● **The problem**
The lines from the top of the records below through the one containing "- fail the final" are to be transcribed exactly, and nothing else is to be added.

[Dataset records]
-*-*-
PR #1902, opened 2026-05-08
fix(memory): require parseable final extract output

duyua9:
## Summary
- make the final ExtractLoop iteration prompt JSON-only and schema-aware with an explicit empty operations skeleton
- fail the final unparseable response path instead of silently returning empty `ResolvedOperations`
- add focused regression coverage for the final prompt shape and final unparseable response behavior

## Validation
- `python3 -m py_compile openviking/session/memory/extract_loop.py tests/session/memory/test_memory_react.py`
- `git diff --check`
- `uvx ruff check openviking/session/memory/extract_loop.py tests/session/memory/test_memory_react.py`
- `uvx ruff format openviking/session/memory/extract_loop.py tests/session/memory/test_memory_react.py`

Targeted pytest note: this local checkout cannot import the target memory test module with system Python because optional project dependency `litellm` is not installed; `uv run python -m pytest ...` also cannot complete here because the editable build tries to build the Rust CLI and the local macOS CommandLineTools `xcrun` is an incompatible architecture. The new tests are still included for CI.

### DIFF
--- a/openviking/session/memory/extract_loop.py
+++ b/openviking/session/memory/extract_loop.py
@@ -524,7 +524,8 @@ The final output of the model must strictly follow the JSON Schema format shown 
 
     def _build_final_operations_skeleton(self) -> Dict[str, List[Any]]:
         """Build an empty operations object matching the expected flat schema fields."""
-        return {field: [] for field in self._expected_fields or ["delete_uris"]}
+        fields = ["delete_uris", *(self._expected_fields or [])]
+        return {field: [] for field in dict.fromkeys(fields)}
 
     def _build_final_operations_instruction(self) -> str:
         """Build schema-aware final-iteration instructions for the LLM."""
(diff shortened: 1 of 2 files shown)


duyua9:
Pushed `a2ac581e` to address the automated review feedback:

- Kept `delete_uris` in the final empty-operations skeleton even if `_expected_fields` is missing or does not include it, and added a regression for that path.
- Moved the existing allowed-directory assertion back into the same patch scope to avoid any ambiguity in the test.
- Confirmed `_expected_fields` is initialized before appending memory type fields in `run()`.

Validation:
- `uvx ruff check openviking/session/memory/extract_loop.py tests/session/memory/test_memory_react.py`
- `uvx ruff format --check openviking/session/memory/extract_loop.py tests/session/memory/test_memory_react.py`
- `python3 -m py_compile openviking/session/memory/extract_loop.py tests/session/memory/test_memory_react.py`
- `git diff --check`
- identity gate for `duyua9` passed before push

chenjw:
Looks good to me, thanks.

chenjw (approved):

PR #1926, opened 2026-05-09
Fix/apply patch bug

chenjw:
## Description

优化patch apply的容错机制

## Type of Change

- [ ] Documentation update
- [ ] Performance improvement
- [ ] Test update

## Changes Made

-
-
-

## Testing

  - [ ] Linux
  - [ ] macOS
  - [ ] Windows

## Checklist


openviking/session/memory/merge_op/patch.py
```diff
@@ -68,6 +68,10 @@ def apply(self, current_value: Any, patch_value: Any) -> Any:
 
         # Case 1: StrPatch object - apply patch
         if isinstance(patch_value, StrPatch):
+            # If any block has empty search, treat as full replacement
+            # (LLM sometimes generates search='' to mean "replace the whole field")
+            if any(not block.search for block in patch_value.blocks):
```
qin-ctx: **[Bug]** (blocking)

This treats any empty `search` block as a full-field replacement. For existing content with a multi-block patch, one accidental empty-search block causes the whole field to become `_extract_replace_when_no_original(patch_value)`, which only returns the first block's `replace`. For example, existing content `name: Bob\nnotes: keep this` plus blocks `[{'search': 'name: Bob', 'replace': 'name: Alice'}, {'search': '', 'replace': 'extra'}]` writes only `name: Alice` and drops `notes: keep this`.

Please restrict full replacement to a single explicit empty-search block, or reject empty searches when there is existing content and let normal patch application handle the rest. The dict-form branch below has the same pattern and should be fixed consistently.

openviking/session/memory/extract_loop.py
```diff
@@ -499,12 +499,12 @@ async def _check_unread_existing_files(self, operations: ResolvedOperations) ->
                     content = await self.context_provider.execute_tool(
                         ToolCall(id="", name="read", arguments={"uri": uri})
                     )
-                    # 读取出错表示文件不存在
-                    if isinstance(content, Dict):
+                    # 读取出错表示文件不存在（error dict 含 "error" key）
+                    if isinstance(content, Dict) and "error" in content:
```
qin-ctx, line 503: **[Suggestion]** (non-blocking)

This fixes the parsed-dict return shape from `MemoryReadTool`, but the behavior is currently untested. Please add a focused regression test where `execute_tool(read)` returns parsed memory fields and only dicts containing an `error` key are skipped; that would prevent this path from regressing back to treating all dicts as read failures.

openviking/session/memory/memory_updater.py
```diff
@@ -378,21 +383,22 @@ async def _apply_upsert(
         schema = self._registry.get(memory_type)
         # Process each URI independently
         for uri in resolved_op.uris:
-            old_content = resolved_op.old_memory_file_content
+            # Always read from disk first to get the latest content,
```
qin-ctx, line 386: **[Suggestion]** (non-blocking)

This write-before-read change is the right direction for consecutive patches to the same URI, but it needs regression coverage. Please add a test that applies two upserts/patches to the same URI in one operation batch and verifies the second patch sees the first write from disk instead of the original `resolved_op.old_memory_file_content`.

tests/query_trace.py
```diff
@@ -0,0 +1,439 @@
+#!/usr/bin/env python3
```
qin-ctx, line 1: **[Suggestion]** (non-blocking)

This is a useful debugging utility, but it is not a test and it performs live Jaeger/network credential lookup. Keeping it under `tests/` makes it look like test-suite code and subjects it to test-tree conventions. Please consider moving it to `scripts/` or `tools/`, with a short usage note if this should be a supported developer helper.

qin-ctx (changes requested):
Requesting changes. The core approach for re-reading latest memory content is reasonable, but the empty-search patch handling can truncate existing memory content, and CI lint is currently failing. Please also add focused regression coverage for the fixed paths before merging.

openviking/session/memory/merge_op/patch.py
chenjw: 已修改

openviking/session/memory/memory_updater.py
chenjw: 已添加测试

openviking/session/memory/merge_op/patch.py
```diff
@@ -68,7 +68,14 @@ def apply(self, current_value: Any, patch_value: Any) -> Any:
...
         if isinstance(patch_value, StrPatch):
-            return apply_str_patch(current_str, patch_value)
+            # Filter out empty-search blocks when there's existing content.
+            # Empty search with existing content is invalid (can't match empty string
+            # against non-empty content), so skip those blocks.
+            valid_blocks = [b for b in patch_value.blocks if b.search]
+            if valid_blocks:
+                return apply_str_patch(current_str, StrPatch(blocks=valid_blocks))
+            # All blocks have empty search → no valid patches, keep original
+            return current_value
```
qin-ctx, line 78: **[Bug]** (blocking)

这里把已有内容上的空 `search` block 全部过滤掉后，如果 patch 只有空 search，会直接 `return current_value`。这会把一次无效 patch 伪装成成功写入：例如当前内容是 `"old"`，模型输出 `{"blocks":[{"search":"","replace":"new"}]}`，最终文件仍是 `"old"`，但上层会继续把该 URI 记为已写入/已编辑并执行后续 vectorize、overview 更新。

建议对“已有内容 + 空 search”显式报错，或只在 `current_value is None` / 明确新建文件时使用 `replace` 作为内容，避免 silent no-op。dict-form 分支下面同样需要一致处理。

qin-ctx (changes requested):
Requesting changes.

已确认之前的截断问题已经不再出现，连续 patch 同 URI 的测试也补了。但当前还有几个合入前需要处理的问题：

1. CI lint 仍失败：`extract_loop.py:31` 未使用 `parse_memory_file_with_fields`；`memory_updater.py` import 未排序且有多个 unused import；`memory_updater.py:361` 触发 `C408 dict()`。这个 gate 需要修绿。
2. `extract_loop.py` 的 parsed dict refetch 路径仍缺少聚焦回归测试。这个分支修的是核心行为，建议补一个 `execute_tool(read)` 返回 parsed memory fields、只有包含 `error` key 的 dict 才被跳过的测试。
3. `tests/query_trace.py` 是依赖真实 Jaeger 配置和网络的调试工具，不是测试。建议移动到 `scripts/` 或 `tools/`，避免测试目录混入非测试脚本。
4. PR 描述、测试说明和类型 checkbox 仍为空，且提交历史里有多次 auto-commit/update。建议补齐 PR 信息并在 merge 前 squash。

qin-ctx (approved):

PR #1964, opened 2026-05-11
feat(langchain): add LangChain and LangGraph context adapters

ehz0ah:
## Description

This adds optional LangChain and LangGraph adapters so Python agent applications can use OpenViking as their context backend without each app writing its own glue code.

The usual deployment is: the LangChain or LangGraph app keeps owning the agent flow and LLM calls, while OpenViking handles context storage, indexing, retrieval, session memory, and source information returned with retrieved context.

## Changes

- Added `openviking.integrations.langchain` with lazy exports for:
  - `with_openviking_context()` for LangChain runnable context injection and session capture
  - `OpenVikingContextMiddleware` for LangGraph agent context injection and post-run capture
  - `OpenVikingChatMessageHistory` for LangChain message history backed by OpenViking sessions
  - `OpenVikingRetriever` for LangChain document retrieval from OpenViking search/find results
  - `OpenVikingStore` for LangGraph durable store usage
  - `create_openviking_tools()` for exposing common OpenViking read/search/write tools to agents
- Added optional `langchain` and `langgraph` package extras.
- Added English and Chinese docs plus examples under `examples/langchain-langgraph/` for LangChain RAG, LangChain context backend, LangChain message history, LangGraph agent tools/store, and LangGraph middleware.
- Added focused unit coverage, deterministic smoke examples, and a true-live e2e suite for local OpenViking + LLM validation.

## Design Notes

The adapters follow the host framework shapes instead of introducing a separate agent framework. LangChain users get runnables, retrievers, chat history, and tools. LangGraph users get middleware and a `BaseStore`-style store. OpenViking remains the source of truth for sessions, URIs, indexing, retrieval, and persistence.

LangChain/LangGraph dependencies are optional and loaded lazily, so installing or importing core OpenViking does not pull those frameworks in unless the user opts into the integration extras.

## Validation

- `uv run --extra test --extra langchain --extra langgraph pytest tests/client/test_http_client_config.py tests/unit/test_langchain_integration.py tests/integration/langchain_langgraph/test_smoke.py -q`
  - Result: `60 passed`
- `uv run --extra test --extra langchain --extra langgraph pytest tests/integration/langchain_langgraph/live_e2e.py -q -s`
  - Result: `5 passed` against a fresh local OpenViking workspace
- Changed-file ruff checks:
  - `uv run --extra dev ruff format --check ...`
  - `uv run --extra dev ruff check ...`
- `git diff --check`

The tests exercise real LangChain and LangGraph application flows, not just mocked adapter calls.


openviking/integrations/langchain/middleware.py
```diff
@@ -0,0 +1,314 @@
...
+            state.get("thread_id"),
+            state.get("session_id"),
+            _nested_get(getattr(runtime, "context", None), "thread_id"),
+            _nested_get(getattr(runtime, "config", None), "configurable", "thread_id"),
+            _nested_get(getattr(runtime, "config", None), "configurable", "session_id"),
+        ]
+        for candidate in candidates:
+            if candidate:
+                return str(candidate)
+        return "langgraph-default"
```
qin-ctx: **[Bug]** (blocking) When no `thread_id`, `session_id`, or custom `session_id_resolver` is available, the middleware silently falls back to the fixed session id `langgraph-default`. That means unrelated agent invocations all write to and recall from the same OpenViking session.

A realistic failure case is an app that installs this middleware but does not configure a LangGraph checkpointer/thread id yet: Alice asks a question, her turn is captured under `langgraph-default`; Bob then asks a question in a separate run, and the middleware can inject Alice's active/archive context and append Bob's messages to the same session. This is a privacy and correctness bug.

Please fail fast here, similar to `with_openviking_context()`, unless a caller supplies a real session/thread id or a custom resolver. For example, raise a `ValueError` that tells users to pass `config={"configurable": {"thread_id": "..."}}`, set `session_id` in state, or provide `session_id_resolver`.

openviking/integrations/langchain/store.py
```diff
@@ -0,0 +1,571 @@
...
+    suffix: str,
+) -> tuple[tuple[str, ...], str] | None:
+    root_parts = uri_parts(root_uri)
+    if not _is_identity_relative_root(root_parts):
+        return None
+
+    candidate_parts = uri_parts(uri)
+    if len(candidate_parts) < len(root_parts) + 2:
+        return None
+    canonical_root_parts = [root_parts[0], candidate_parts[1], *root_parts[1:]]
```
qin-ctx: **[Bug]** (blocking) This parser only handles shorthand roots canonicalized to `viking://user/<user>/memories/...` (or the analogous agent shape). It does not handle the namespace-isolated shapes OpenViking already supports, such as `viking://user/<user>/agent/<agent>/memories/...` when `isolate_user_scope_by_agent=True`.

In that configuration, `put()` writes through the shorthand root, the server canonicalizes/indexes under the isolated URI, `find()` returns that canonical index URI, and `_parse_index_uri()` returns `None`. The semantic `store.search(..., query=...)` path then drops the hit and returns no item even though the value was written and indexed.

Please parse canonicalized store URIs using the existing namespace/content-segment helpers, or otherwise support both user-by-agent and agent-by-user canonical shapes, and add regression coverage for those namespace isolation policies.

qin-ctx (changes requested):
Thanks for putting together the LangChain/LangGraph integration. I found two blocking issues that should be addressed before merge: the middleware currently falls back to a shared default session when no thread/session id is present, and the LangGraph store cannot resolve canonicalized user/agent store URIs under namespace isolation.

openviking/integrations/langchain/middleware.py
ehz0ah: Thanks for catching this. I removed the `langgraph-default` fallback and now the middleware fails fast with a clear `ValueError` unless it can resolve a real `thread_id`/`session_id` or a custom resolver returns one. I also added regression coverage to make sure we do not write to a shared fallback session.

openviking/integrations/langchain/store.py
ehz0ah: Thanks, agreed. I replaced the narrow canonical parser with one based on `classify_uri()` and the URI content segment, so shorthand store roots can map back from the normal and namespace-isolated canonical user/agent memory and skill shapes. I also added regression coverage for the isolated user-by-agent and agent-by-user search paths.

openviking/integrations/langchain/client.py
```diff
@@ -0,0 +1,227 @@
...
+    if client is None:
+        if connection.url or connection.path is None:
+            from openviking.client import SyncHTTPClient
+
+            client = SyncHTTPClient(
+                url=connection.url,
+                api_key=connection.api_key,
+                account=connection.account,
+                user=connection.user,
+                user_id=connection.user_id,
```
qin-ctx, line 66: **[Bug]** (blocking) The adapter exposes `user_id` in every public integration constructor and the docs show `user_id="user-123"`, but this value is passed to `SyncHTTPClient(user_id=...)` and the current HTTP client does not use that parameter for the `X-OpenViking-User` header. `AsyncHTTPClient.__init__` stores `self._user_id = user`, not the `user_id` argument, so HTTP-mode callers who follow the new docs can silently run under the CLI-configured/default user instead of the intended user. That can write/retrieve session and memory context from the wrong namespace.

Please either fix `SyncHTTPClient`/`AsyncHTTPClient` so `user_id` is honored, or map this adapter's `user_id` to the currently effective HTTP client parameter, and add coverage that verifies `user_id=...` becomes the outgoing OpenViking user identity.

openviking/integrations/langchain/store.py
```diff
@@ -0,0 +1,572 @@
...
+
+def _compare(actual: Any, op: str, target: Any) -> bool:
+    if op in {"$eq", "eq"}:
+        return actual == target
+    if op in {"$ne", "ne"}:
+        return actual != target
+    if op in {"$gt", "gt"}:
+        return actual > target
+    if op in {"$gte", "gte"}:
+        return actual >= target
```
qin-ctx: **[Bug]** (blocking) `_compare()` raises for normal LangGraph store filters when a record is missing the filtered field. For example, if one item has `{'nested': {'rank': 5}}` and another item in the same namespace has no `nested.rank`, then `store.search(("users",), filter={"nested.rank": {"$gte": 3}})` reaches `None >= 3` and raises `TypeError` instead of just excluding the unrelated item.

LangGraph store values are user-defined and heterogeneous, so a single record without the filtered field should not break the entire search. Please make comparison operators return `False` for missing/non-comparable values and add a regression test with at least one matching item and one item missing the filtered path.

tests/integration/langchain_langgraph/live_e2e.py
```diff
@@ -0,0 +1,599 @@
...
+                },
+            ]
+        )
+        assert code in recovered.lower()
+    finally:
+        _cleanup(client, session_id)
+
+
+def test_true_live_langchain_message_history_e2e():
+    client = _build_real_client()
```
qin-ctx, line 124: **[Suggestion]** (non-blocking) Some tests in this live e2e file build a real `SyncHTTPClient` without first checking the live environment. The LLM-backed tests call `_require_live_env()`, but this test and `test_true_live_retriever_and_langgraph_store_e2e()` go straight to `_build_real_client()`. In an environment without `OPENVIKING_URL`/valid CLI config, running the file fails instead of skipping as a live-only suite.

Please gate all true-live tests consistently, for example by using a module-level pytest marker/skipif or by calling a helper that validates the required OpenViking connection settings before constructing the client.

qin-ctx (changes requested):
Thanks for the LangChain/LangGraph integration work. I re-reviewed the latest head and found two blocking issues plus one test-gating suggestion. The previous blocking comments about the shared LangGraph fallback session and canonical store URI parsing look fixed in this head.

openviking/integrations/langchain/client.py
qin-ctx, line 66: **[Bug]** (blocking) `user_id` is not effective in HTTP mode. This adapter forwards `connection.user_id` to `SyncHTTPClient(user_id=...)`, but the current HTTP client builds the `X-OpenViking-User` header from its `user` argument, not from `user_id`. With the documented integration setup (`user_id="user-123", agent_id="support-agent"`), requests can silently use the default/configured user instead of the user the adapter caller selected, so context writes and searches can land in the wrong user namespace.

Please either map the adapter alias before creating the HTTP client, for example `user=connection.user or connection.user_id`, or fix the HTTP client to honor `user_id`, and add a regression test that verifies the selected user reaches the HTTP client/header path.

openviking/integrations/langchain/store.py
qin-ctx: **[Bug]** (blocking) Range filters can crash when a field is missing or has an incompatible type. `_nested_value()` returns `None` for absent paths, so `store.search(..., filter={"nested.rank": {"$gte": 3}})` over any item without `nested.rank` reaches `None >= 3` here and raises `TypeError` instead of treating that item as non-matching. The same applies to mixed string/number values, and `$in` can also raise if the target is not a container.

LangGraph store search should keep scanning and skip records that do not satisfy the filter. Please make `_compare()` return `False` for missing or uncomparable values and cover missing-field/type-mismatch cases in tests.

qin-ctx (dismissed):
Thanks for the updates. I re-reviewed the current head and the prior two blocking comments look addressed. I found two remaining blocking issues: the HTTP user_id connection parameter is currently ignored by the underlying client path, and LangGraph store filter range comparisons can raise on missing or incompatible fields instead of skipping non-matches.

openviking/integrations/langchain/client.py
ehz0ah: Thanks, fixed this at the HTTP client layer rather than only in the adapter. `user_id` now becomes the effective OpenViking user when `user` is not set, so it reaches the `X-OpenViking-User` header path. Added a regression test that captures the initialized HTTP headers.

ehz0ah: Covered by the same fix: the root HTTP client now honors `user_id`, so all integration constructors that pass `user_id` get the expected OpenViking user header. The added test verifies the selected user reaches the initialized HTTP headers.

openviking/integrations/langchain/store.py
ehz0ah: Thanks, fixed. Ordered comparisons now treat missing or non-comparable values as non-matches instead of raising, so heterogeneous store records do not break `search()`. I added coverage with one matching record plus records missing the path / using an incompatible rank type.

tests/integration/langchain_langgraph/live_e2e.py
ehz0ah: Agreed, added a lightweight OpenViking live-env gate before constructing the real client in the non-LLM live tests. The full live suite was rerun against a fresh local OpenViking workspace and passed.

openviking/integrations/langchain/store.py
ehz0ah: Covered as well. `_compare()` now returns `False` for missing or non-comparable ordered comparisons, and for invalid `$in` targets. The regression test covers missing fields, mixed string/number rank values, and a non-container `$in` target.

ZaynJarvis (approved):
merge to feel

PR #1998, opened 2026-05-12
fix: add npm dist tag for prerelease CLI publishes

ZaynJarvis:
Adds an npm dist-tag for CLI prerelease publishes so versions like 0.3.15-preview can be published by trusted publishing. Stable releases keep using the latest dist-tag.


ZaynJarvis:
Closing per release plan: do not change workflow for the preview workaround; publish the temporary preview package manually instead.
-*-*-
● **Solution to the problem**
PR #1902, opened 2026-05-08
fix(memory): require parseable final extract output

duyua9:
## Summary
- make the final ExtractLoop iteration prompt JSON-only and schema-aware with an explicit empty operations skeleton
- fail the final unparseable response path instead of silently returning empty `ResolvedOperations`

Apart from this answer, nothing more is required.